T-Mobile Executive Calls For End to Cell Phone Subsidies

T-Mobile's Chief Marketing Officer Cole Brodman has an interesting idea for revamping the mobile industry -- and it involves killing the subsidy plans that have driven smartphone adoption over the past five years. Brodman was participating in a round-table at the Geekwire tech summit; other speakers included Jon Irwin, the president of Rhapsody), Mike McSherry, CEO of Swype, and David Bluhm, CEO of Z2Live.

Asked what one thing he'd change if he had the power to do so, Brodman pointed to subsidy programs. “It [device subsidies] actually distorts what devices actually cost and it causes OEMs, carriers — everybody to compete on different playing fields," the CMO said. "I think it is really difficult, especially from a consumer perspective, because it causes consumers to devalue completely the hardware they are using…. It is amazing hardware, but it has become kind of throw away. So, it is unfortunate, you’ve got dual-core, multiprocessor devices with amazing HD screens that get thrown away at 18 months.”

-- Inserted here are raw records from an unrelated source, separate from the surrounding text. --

PR #1148, opened 2022-11-23
Delete redundant words Running R Code section

aephidayatuloh:
At the and of Running R Code section the "we'll use" are written 2 times. So I deleted one of them.


mine-cetinkaya-rundel:
Thank you!

PR #1156, opened 2022-11-28
Small typo and grammar edit

mmhamdy:
Edits in the data visualization chapter.


hadley:
Thanks for the fix, but we're in the middle of a big re-org of this (and related) chapters, so I think it's easier to not merge it right now to avoid the potential for merge conflicts.

PR #1167, opened 2022-11-30
Update logicals - case_when - reorder arguments

p0bs:
OK, so this is my first PR, but I think the order of your original `case_when` in this section creates an issue, in that nothing is ever deemed "very early". For example:

```r
> flights |> 
+     mutate(
+         status = case_when(
+             is.na(arr_delay)      ~ "cancelled",
+             arr_delay > 60        ~ "very late",
+             arr_delay > 15        ~ "late",
+             abs(arr_delay) <= 15  ~ "on time",
+             arr_delay < -15       ~ "early",
+             arr_delay < -30       ~ "very early",
+         ),
+         .keep = "used"
+     ) |> slice(54)
# A tibble: 1 × 2
  arr_delay status
      <dbl> <chr> 
1       -33 early 
```

... whereas 

```r
> flights |> 
+     mutate(
+         status = case_when(
+             is.na(arr_delay)      ~ "cancelled",
+             arr_delay > 60        ~ "very late",
+             arr_delay > 15        ~ "late",
+             abs(arr_delay) <= 15  ~ "on time",
+             arr_delay < -30       ~ "very early",
+             arr_delay < -15       ~ "early"
+         ),
+         .keep = "used"
+     ) |> slice(54)
# A tibble: 1 × 2
  arr_delay status    
      <dbl> <chr>     
1       -33 very early
```


hadley:
Oops, thanks for spotting this! I think it would be slightly better to reorder the whole thing so there’s a consistent run from smallest to largest numbers. And maybe it’s worth even keeping the original code in as a cautionary tale.

PR #1178, opened 2022-12-08
Update functions.qmd

mcsnowface:
Did some minor edits and changes. Also added two comments.

### DIFF
--- a/functions.qmd
+++ b/functions.qmd
@@ -75,7 +75,7 @@ Preventing this type of mistake of is one very good reason to learn how to write
 ### Writing a function
 
 To write a function you need to first analyse your repeated code to figure what parts are constant and what parts vary.
-If we take the code above and pull it outside of `mutate()` it's a little easier to see the pattern because each repetition is now one line:
+If we take the code above and pull it outside of `mutate()`, it's a little easier to see the pattern because each repetition is now one line:
 
 ```{r}
 #| eval: false
@@ -99,11 +99,11 @@ To turn this into a function you need three things:
     Here we'll use `rescale01` because this function rescales a vector to lie between 0 and 1.
 
 2.  The **arguments**.
-    The arguments are things that vary across calls and our analysis above tells us that have just one.
+    The arguments are things that vary across calls and our analysis above tells us that we have just one.
     We'll call it `x` because this is the conventional name for a numeric vector.
 
 3.  The **body**.
-    The body is the code that repeated across all the calls.
+    The body is the code that's repeated across all the calls.
 
 Then you create a function by following the template:
 
@@ -143,7 +143,7 @@ df |> mutate(
 
 ### Improving our function
 
-You might notice `rescale01()` function does some unnecessary work --- instead of computing `min()` twice and `max()` once we could instead compute both the minimum and maximum in one step with `range()`:
+You might notice that the `rescale01()` function does some unnecessary work --- instead of computing `min()` twice and `max()` once we could instead compute both the minimum and maximum in one step with `range()`:
 
 ```{r}
 rescale01 <- function(x) {
@@ -166,6 +166,7 @@ rescale01 <- function(x) {
   rng <- range(x, na.rm = TRUE, finite = TRUE)
   (x - rng[1]) / (rng[2] - rng[1])
 }
+
 rescale01(x)
 ```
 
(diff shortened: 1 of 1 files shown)


functions.qmd
```diff
@@ -275,22 +280,24 @@ haversine <- function(long1, lat1, long2, lat2, round = 3) {
 
 ### Summary functions
 
-Another important family of vector functions is summary functions, functions that return a single value for use in `summarize()`.
+Another important family of vector functions are summary functions, functions that return a single value for use in `summarize()`.
```
mine-cetinkaya-rundel, line 283:
```suggestion
Another important family of vector functions is summary functions, functions that return a single value for use in `summarize()`.
```

functions.qmd
```diff
@@ -166,26 +166,27 @@ rescale01 <- function(x) {
...
 ```
 
 These changes illustrate an important benefit of functions: because we've moved the repeated code into a function, we only need to make the change in one place.
 
 ### Mutate functions
 
-Now you've got the basic idea of functions, lets take a look a whole bunch of examples.
-We'll start by looking at "mutate" functions, functions that work well like `mutate()` and `filter()` because they return an output the same length as the input.
+Now you've got the basic idea of functions, let's take a look at a whole bunch of examples.
+We'll start by looking at "mutate" functions, i.e. functions that work like `mutate()` and `filter()` because they return an output of the same length as the input.
```
mcsnowface, line 178: Maybe I am not understanding it correctly (it's late already). How do `filter()` and `mutate()` return an output of the same length as the input? Mutate can add new columns to the tibble and filter often reduces the amount of rows.

functions.qmd
```diff
@@ -717,14 +729,15 @@ hex_plot <- function(df, x, y, z, bins = 20, fun = "mean") {
...
+
 diamonds |> hex_plot(carat, price, depth)
 ```
 
 ### Combining with dplyr
 
 Some of the most useful helpers combine a dash of dplyr with ggplot2.
 For example, if you might want to do a vertical bar chart where you automatically sort the bars in frequency order using `fct_infreq()`.
-Since the bar chart is vertical, we also need to reverse the usual order to get the highest values at the top:
+Since the bar chart is vertical, we also need to reverse the usual order to get the highest values at the top (also note the `:=` operator, which allows you to inject names with glue syntax on the left-hand side of ⁠`:=`;⁠ type: ?\`:=\` for more details):
```
mcsnowface, line 741: This is just a suggestion but the ":=" is new (I haven't seen it myself either before). So perhaps pointing it out may be a good idea? My edit here is just a suggestion. Doesn't have to be that way.

functions.qmd
```diff
@@ -733,10 +746,11 @@ sorted_bars <- function(df, var) {
     ggplot(aes(y = {{ var }})) + 
     geom_bar()
 }
+
 diamonds |> sorted_bars(cut)
 ```
 
-Or you could maybe you want to make it easy to draw a bar plot just for a subset of the data:
+Or you maybe you want to make it easy to draw a bar plot just for a subset of the data:
```
mine-cetinkaya-rundel, line 753:
```suggestion
Or maybe you want to make it easy to draw a bar plot just for a subset of the data:
```

functions.qmd
```diff
@@ -166,26 +166,27 @@ rescale01 <- function(x) {
   rng <- range(x, na.rm = TRUE, finite = TRUE)
   (x - rng[1]) / (rng[2] - rng[1])
 }
+
```
mcsnowface, line 169: Throughout I tried to format the code so that it looks the same, i.e. adding a space whenever a new function has been defined. Please ignore if it this is unnecessary. It's just something I noticed.

mine-cetinkaya-rundel (commented):
A few edits on the changes, but I'll leave the comments for @hadley on this one.

functions.qmd
hadley: I think this should be "work well _inside_ of `mutate()` and `filter()`"

hadley, line 178:
```suggestion
We'll start by looking at "mutate" functions, i.e. functions that work well inside of `mutate()` and `filter()` because they return an output of the same length as the input.
```

functions.qmd
hadley: I'll flesh this out a bit more after merging.

hadley:
Thanks for these fixes!

PR #311, opened 2015-02-06
Fix a panic establishing sessions using NewSession

obeattie:
Previously, the only way to establish the *first* connection was to use `ClusterConfig.CreateSession()`. This is due to the global prepared statement cache only being initialised here.

### DIFF
--- a/conn.go
+++ b/conn.go
@@ -366,7 +366,7 @@ func (c *Conn) ping() error {
 func (c *Conn) prepareStatement(stmt string, trace Tracer) (*QueryInfo, error) {
 	stmtsLRU.Lock()
 	if stmtsLRU.lru == nil {
-		initStmtsLRU(1000)
+		initStmtsLRU(defaultMaxPreparedStmts)
 	}
 
 	stmtCacheKey := c.addr + c.currentKeyspace + stmt
--- a/conn.go
+++ b/conn.go
@@ -364,13 +364,16 @@ func (c *Conn) ping() error {
 }
 
 func (c *Conn) prepareStatement(stmt string, trace Tracer) (*QueryInfo, error) {
-	stmtsLRU.mu.Lock()
+	stmtsLRU.Lock()
+	if stmtsLRU.lru == nil {
+		initStmtsLRU(1000)
+	}
 
 	stmtCacheKey := c.addr + c.currentKeyspace + stmt
 
 	if val, ok := stmtsLRU.lru.Get(stmtCacheKey); ok {
 		flight := val.(*inflightPrepare)
-		stmtsLRU.mu.Unlock()
+		stmtsLRU.Unlock()
 		flight.wg.Wait()
 		return flight.info, flight.err
 	}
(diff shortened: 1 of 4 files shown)


conn.go
```diff
@@ -364,13 +364,16 @@ func (c *Conn) ping() error {
 }
 
 func (c *Conn) prepareStatement(stmt string, trace Tracer) (*QueryInfo, error) {
-	stmtsLRU.mu.Lock()
+	stmtsLRU.Lock()
+	if stmtsLRU.lru == nil {
+		initStmtsLRU(1000)
```
0x6e6562: It would be nicer if this value referred to a constant that is defined somewhere.

obeattie: Done.

0x6e6562:
Thank you very much for your contribution. On the whole it looks pretty sane, apart from the comment about the magic number.

Could you outline in the summary why you may not choose to use `ClusterConfig.CreateSession()` to establish a connection? Not only would that help me understand the motivation behind the change (because I'm interested in how and why people use gocql), but it would also serve as documentation for other people who find themselves in a similar situation to yourself.

0x6e6562:
Also, as per `CONTRIBUTING.md`, could you add yourself to the `AUTHORS` file please?

obeattie:
The reason is that I want to use a custom connection pool.

Specifically, if I use `ClusterConfig.CreateSession`, [a new connection pool is constructed each time](https://github.com/gocql/gocql/blob/master/cluster.go#L9). I could, in retrospect, supply a constructor that always vends the same pool. There are also other limitations with using the `ClusterConfig.CreateSession` (specifically that I need to "check-out" and "check-in" connections, and there is no way to get the underlying `Conn` from a `Session`).

It seems to me that the APIs of `ConnectionPool`, `Session`, and `Conn` are rather tightly coupled, but I didn't want to embark on a wholesale refactor or anything like that.

Thanks for your review. I've added myself to `AUTHORS` as requested.

0x6e6562:
The default implementation of 

```
type NewPoolFunc func(*ClusterConfig) ConnectionPool
```

is `NewSimplePool (defined in `connectionpool.go`) as specified by default on the `ClusterConfig` instance.

So whilst not devaluing your patch, strictly speaking you could have supplied your own `ConnPoolType` callback.

I think it is fair to say that the relationships between the various pool, connection and session objects can always evolve and become more flexible and customizable, as they have already done so in the lifetime of this library. So I agree with your sentiment about them tightly coupled, even though there actually is already some form of abstraction in place (my observation above supports this point - you didn't necessarily need to patch the library to achieve the specific goal of this pull request).

Also, I can see that you have other requirements (check-in/check-out connections, getting the connection from the session) - is landing this particular patch a requirement for achieving those requirements?

On reflection, this patch adds value because it makes the library a little bit more flexible, so I am inclined to merge it. But I'd still like to discuss non-obvious changes before applying them to the core library.

obeattie:
I mentioned above in my comment that I could supply a constructor that always vends the same pool. Is this what you mean?

And yes, I think even if I did that, I still could not do checking-in/out without doing what I described above (because of the restrictions of not being able to get the underlying `Conn` from a `Session`).

I do think regardless of what I may be trying to do with it, and the correctness of that, a user of this library would expect to be able to call `NewSession` without first calling `ClusterConfig.CreateSession`. Panics in any form are pretty unexpected and terrible.

0x6e6562:
In general we treat panics as bugs and that is not the expected behavior of the library, so this is why the patch should land.

We are also open to evolving the other abstractions, so it might be worth kicking off a discussion about your specific requirements.

But for now, thanks a lot for this contribution, it is much appreciated.

PR #312, opened 2015-02-24
Fix memory leakage  when running bulk insertions

criloz:
it was using 950 MB after running by  5 minutes

### DIFF
--- a/conn.go
+++ b/conn.go
@@ -457,6 +457,12 @@ func (c *Conn) executeQuery(qry *Query) *Iter {
 	}
 	switch x := resp.(type) {
 	case resultVoidFrame:
+		stmtsLRU.Lock()
+		stmtCacheKey := c.addr + c.currentKeyspace + qry.stmt
+		if _, ok := stmtsLRU.lru.Get(stmtCacheKey); ok {
+			stmtsLRU.lru.Remove(stmtCacheKey)
+		}
+		stmtsLRU.Unlock()
 		return &Iter{}
 	case resultRowsFrame:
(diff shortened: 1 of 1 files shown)


phillipCouto:
Can we see an example of the batch statements you are executing?

criloz:
BATCH with 2000 insertions. now all its running ok, the app barely go over 18 mb

phillipCouto:
Yes but you are introducing an inefficiency by purging the LRU which defeats the purpose of it to start with. Can you paste an example of one of your INSERT statements from your program. Preferably the Go code that adding the insert statement to the batch would be great.

criloz:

That's an interesting position for a marketing executive to take, but Brodman's comments on the irregular playing field and hidden device costs got us curious about what the differences are between subsidized and unsubsidized pricing. Here's AT&T's pricing on the iPhone 4S, the recently released Galaxy Note, and HTC's Titan. The A777 is an older feature phone, the HTC Titan is powered by Windows Phone 7 and was released in Q3 2011, and the iPhone 4S needs no introduction.  Here's what we found:

Brodman isn't kidding about an irregular playing field. The HTC Titan is the most subsidized device on our list -- Microsoft is obviously desperate to gain market share in mobile -- but both the iPhone 4S and the Galaxy Note carry $400+ discounts. The cheapest smartphone AT&T offers without a subsidy is the thoroughly mediocre HTC Status, for $349. To add insult to injury, it's only available in mauve.


The face of despair

The question is, is AT&T's unsubsidized price model a fair example of what phones should actually cost?  It depends on how you define a smartphone. Hop over to NewEgg, and you'll find "smartphones" much cheaper;  the Galaxy Y is just $166, while the A777 is $59.99. The Galaxy Y, however, is only a smartphone by the kindest definition of the term. It's built around a single-core ARM11-class processor that's weaker than the Cortex-A8, offers 290MB of RAM, and 158MB of internal storage (a microSD card can boost this up to 32GB). Performance-wise, it'd be somewhere between an iPhone 3G and 3GS, but with a weaker GPU and slower storage.

The Samsung Galaxy Note, on the other hand, is $699 at NewEgg -- $50 more than even AT&T's unsubsidized price. Between the two sources, we've got at least a rough feel for what an unsubsidized phone model would look like -- and it's not a pretty picture.

The Pros and Cons

Huge subsidies are what allow manufacturers to push the envelope and continue offering better and better specs at breakneck speeds. Carriers are willing to pay them because, from T-Mobile or AT&T's point of view, they're going to make $360 off just your data plan ($20 minimum at 18 months). Messaging Unlimited (a virtual requirement on all AT&T plans) is another $20, while the minimum plan for non-seniors is $39.95. Total amount paid to Ma Bell works out to $1439, before taxes, fees, and overages.

From AT&T's perspective, giving you an iPhone 4S for $199 is a great deal.

The downside to the current model, of course, is that carriers and manufacturers have zero reason to invest in software upgrades or feature improvements. The Ice Cream Sandwich rollouts are proof that companies invest in such updates as little as they can get away with. The entire focus of the cycle is on the next set of customers who have upgrades to spend -- once you've updated and signed your new contract, you're locked in and irrelevant.

A more realistic price model would upend this structure and force manufacturers to invest in phone updates. Consumers who paid $600 for a phone aren't going to be so willing to toss it away, and as Brodman says, they'd be more irritated if software updates weren't delivered in a timely fashion. The reason that's not going to happen is simple -- any attempt to move away from subsidies would force customers to pay drastically more for lower-quality devices. Compare Samsung's Galaxy Y at $169 against the iPhone 4S at $199 and the gap is pathetic.

It's an interesting idea, but practically unworkable as far as the mass market is concerned. AT&T and its ilk have built a market structure in which consumers gladly accept a new bauble every 18 months in exchange for paying for text messaging (which literally costs carriers nothing) and overage charges in which 300MB of data for $20 is a fair market value.